One by-product of this shift towards systems that enable greater user control (or at least the illusion of exclusive control) is a greater willingness for manufacturers to pursue proprietary architectures. This is partly driven by the realisation that the original Internet business model, i.e. free stuff in return for surveillance and targeted adverts, which put a premium on openness and accessibility, isn't going to work for the IoT. The devices themselves will quickly become commoditised and open, but the controller (server and database) will be closed. Consequently, the latter is where the big money will be for manufacturers, hence Google are developing a controller that could be ported to many cars (the simplicity of the prototype is intended to make this point), while Apple are determined to keep iOS and the iPhone/iPad at the centre of the domestic ecosystem.

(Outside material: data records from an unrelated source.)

Issue #824, opened 2024-08-16
[state-of-the-world reconciler] TLSPolicy status


guicassolato:
Move the business logic of TLSPolicy status reconciliation to a workflow state-of-the-world reconcile func.

PR #885, opened 2024-09-27
refactor: tls policy status to state of the world tasks

KevFan:
# Description
Closes: https://github.com/Kuadrant/kuadrant-operator/issues/824

* Refactor the TLSPolicy status code to workflow tasks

Google will no doubt want to leverage the data produced by robot cars for advertising, just as supermarkets will be keen to get emails from your fridge, but it's worth remembering that the Google Car is designed to read the environment and react rather than follow directions from a central server or a smart road, while your fridge will conceivably be able to check prices from multiple supermarkets before placing an order on your behalf. Even if you still prefer popping out to the corner shop for a pinta, this represents a change in the dynamic. From being something that is done to us, with insufficient or ill-informed permission, surveillance will become a positional good in its own right.

This explains the alacrity with which the big technology companies have sought to position themselves recently as the defenders of privacy and personal liberty against an encroaching state. Their public ideology is shifting from a liberal bias ("freedom") towards a conservative bias ("safety"). This is an easy segue as their private ideology, libertarian bordering on anarcho-capitalist, already accommodates the paranoid and the proprietorial. A paradox of the liberal response to the Snowden revelations is that it may be helping the shift to a more conservative generation of technology represented by robot cars, wearable computing and the Internet of Things.

While the media frets about the lack of a "new must-have product" from Apple, and some worry about the civil liberties implications of mass surveillance and Big Data, we are blasé about the wider social and economic implications of digital technology. Almost 80% of the developed world (and 40% and rising of the global population) have Internet access, which makes the growth of the digital economy over the last twenty years the fastest and most extensive technological uptake in history. The lack of a new gizmo for Christmas, like the assumption that modern technology is trivial, is no longer a first world problem - it is becoming a global trope.

In 1991, Mark Weiser, the CTO of Xerox PARC, claimed: "The most profound technologies are those that disappear. They weave themselves into the fabric of everyday life until they are indistinguishable from it". While this has much truth in it (e.g. electricity), it ignores the way that economics determines what we use a technology for, and therefore the extent of its ubiquity. While the cost of IoT will drop, there will remain a market for high-cost elite goods and capabilities. This is what Apple, who are never going to pitch to the great unwashed, are banking on. The most data-rich households will be the most rich.


The emblem for this future is Tony Stark in his seaside mansion: the tech-augmented body in a tech home. The reality may be more like Gwyneth Paltrow, monitoring her kids health and checking the CCTV for stalkers while posting updates to Gloop, secure in the knowledge that the NSA cannot monitor her inner thoughts. Apple are offering a lifestyle upgrade on the tin-foil hat.